USS LST-467 was a United States Navy used in the Asiatic-Pacific Theater during World War II. As with many of her class, the ship was never named. Instead, she was referred to by her hull designation.

==Construction==
The ship was laid down on 17 October 1942, under Maritime Commission (MARCOM) contract, MC hull 987, by Kaiser Shipyards, Vancouver, Washington; launched 21 November 1942; and commissioned on 3 March 1943.

==Service history==
During World War II, LST-467 was assigned to the Asiatic-Pacific theater. She took part in the Eastern New Guinea operation, the Lae occupation in September 1943; the Bismarck Archipelago operation, the Cape Gloucester, New Britain landings from December 1943 through February 1944; Hollandia operation in April 1944; the Western New Guinea operations, the Toem-Wakde-Sarmi area operation in May 1944, the Biak Islands operation in June 1944, the Noemfoor Island operation in June and July 1944, the Cape Sansapor operation in August 1944, and the Morotai landing in September 1944; the Leyte operation in October and November 1944; the Lingayen Gulf landings in January 1945; the consolidation and capture of the Southern Philippines, the Palawan Island landings in March 1945, the Visayan Island landings in March 1945; and the Borneo operation, the Tarakan Island operation in April and May 1945.
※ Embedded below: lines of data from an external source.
PR #783, opened 2022-03-11
Add(update) the place stat date cache to use the raw data which has richer information

shifucun:
This will be used by map slider and source picker widget to fetch the source series(cohorts) information.

Should deprecate the original API when this (v1) is released.


internal/server/stat/golden/get_stat_date_within_place/CA_County.json
```diff
@@ -0,0 +1,156 @@
+{
+  "data": {
```
shifucun, line 2: @n-h-diaz @chejennifer This is how the response looks like.

internal/server/stat/golden/get_stat_date_within_place/CA_County.json
```diff
@@ -0,0 +1,163 @@
...
+          }
+        },
+        {
+          "date": {
+            "2011": 54,
+            "2012": 1,
+            "2014": 2
+          },
+          "metadata": {
+            "import_name": "HumanCuratedStats",
```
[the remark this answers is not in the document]
shifucun: We changed the name explicitly and decided to show this as "HumanCuratedStats". @pradh On the other hand, do we still need to surf this externally or could just filter this in Flume?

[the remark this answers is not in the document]
pradh: I thought we went through it changed the name?  With import-groups we can drop this from all the named import-groups, so it will only show up in laelaps cache.

proto/stat.proto
```diff
@@ -389,14 +389,23 @@ message GetStatSetAllResponse {
   map<uint32, StatMetadata> metadata = 2;
 }
 
-// Requests to get observation for all place.
-message GetPlaceObsRequest {
-  // The type of the place.
-  string place_type = 1;
+message StatDate {
+  // Map from date to the number of places.
+  map<string, double> date = 1;
```
pradh, line 394: date_popularity / date_frequency?

pradh: (if this is user visible)

internal/server/stat/stat_date.go
```diff
@@ -0,0 +1,89 @@
...
+			}
+		}
+	}
+
+	for sv := range result.Data {
+		if result.Data[sv] == nil {
+			result.Data[sv] = &pb.StatDateList{}
+			// Fetch from memdb.
+			if store.MemDb.HasStatVar(sv) {
+				result.Data[sv] = store.MemDb.ReadStatDate(sv)
```
pradh, line 84: I see.. so in terms of layering KG data trumps memdb data?  But the assumption is memdb will typically have non-overlapping (private) SVs?

pradh (approved):
Sorry for the late review

internal/server/stat/stat_date.go
```diff
@@ -0,0 +1,89 @@
...
+	if len(statVars) == 0 {
+		return nil, status.Errorf(codes.InvalidArgument,
+			"Missing required argument: stat_vars")
+	}
+
+	// Initialize result.
+	result := &pb.GetStatDateWithinPlaceResponse{
+		Data: make(map[string]*pb.StatDateList),
+	}
+	// Initialize with nil to help check if data is in mem-cache. The nil field
```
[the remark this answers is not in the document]
shifucun: Here indeed can be simplified by just checking `StatDate` field in the struct. Also this uncovers a bug which I fixed too.

internal/server/stat/golden/get_stat_date_within_place/CA_County.json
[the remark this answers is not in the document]
shifucun: Yes, HumanCuratedStats is the changed name. And dropping it from non-laelaps groups sounds good.

proto/stat.proto
shifucun: How about date_place_count?

internal/server/stat/stat_date.go
shifucun: yea, now memdb assumes only having new stat vars.

internal/server/stat/golden/get_stat_date_within_place/CA_County.json
chejennifer: this looks good to me!

chejennifer (approved):

internal/server/stat/golden/get_stat_date_within_place/CA_County.json
n-h-diaz: got it thanks! will switch to using dates from this!

n-h-diaz (approved):

proto/stat.proto
pradh: SG

beets (approved):
thanks for the updates!

shifucun:
Thanks!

Following the war, LST-467 returned to the United States and was decommissioned on 28 May 1946, and struck from the Navy list on 5 June 1946. On 22 November 1946, the tank landing ship was sold to the National Metal & Steel Corp., Terminal Island, California.

She was later resold to the St. Charles Transportation Co., which was a subsidiary of Anglo Canadian Pulp and Paper Mills, of Montreal, Quebec. She was modified by Davie Shipbuilding & Repairing Co., of Lauzon, Quebec, for use as a log hauler.

She was later either renamed Ampower Corp or was bought by Ampower Corp before being renamed Frank J. Humphrey. By 1984, she was owned by the West Indies Trading Company, renamed WIT Shoal II and was being used as an inter island freighter in the Caribbean. On 6 November 1984, she was in Krum Bay, near Charlotte Amalie West, U.S. Virgin Islands, when she was wrecked by Tropical Storm Klaus. She was later patched and raised so she could be towed to Puerto Rico for scrapping. In May 1985, while being towed to Puerto Rico, one of the patches broke loose and the tow lines had to be cut. She sank 2.2 mi west of Saba Island at . She sits in 90 ft of water and is a popular dive site.

==Honors and awards==
LST-467 earned eight battle stars for her World War II service.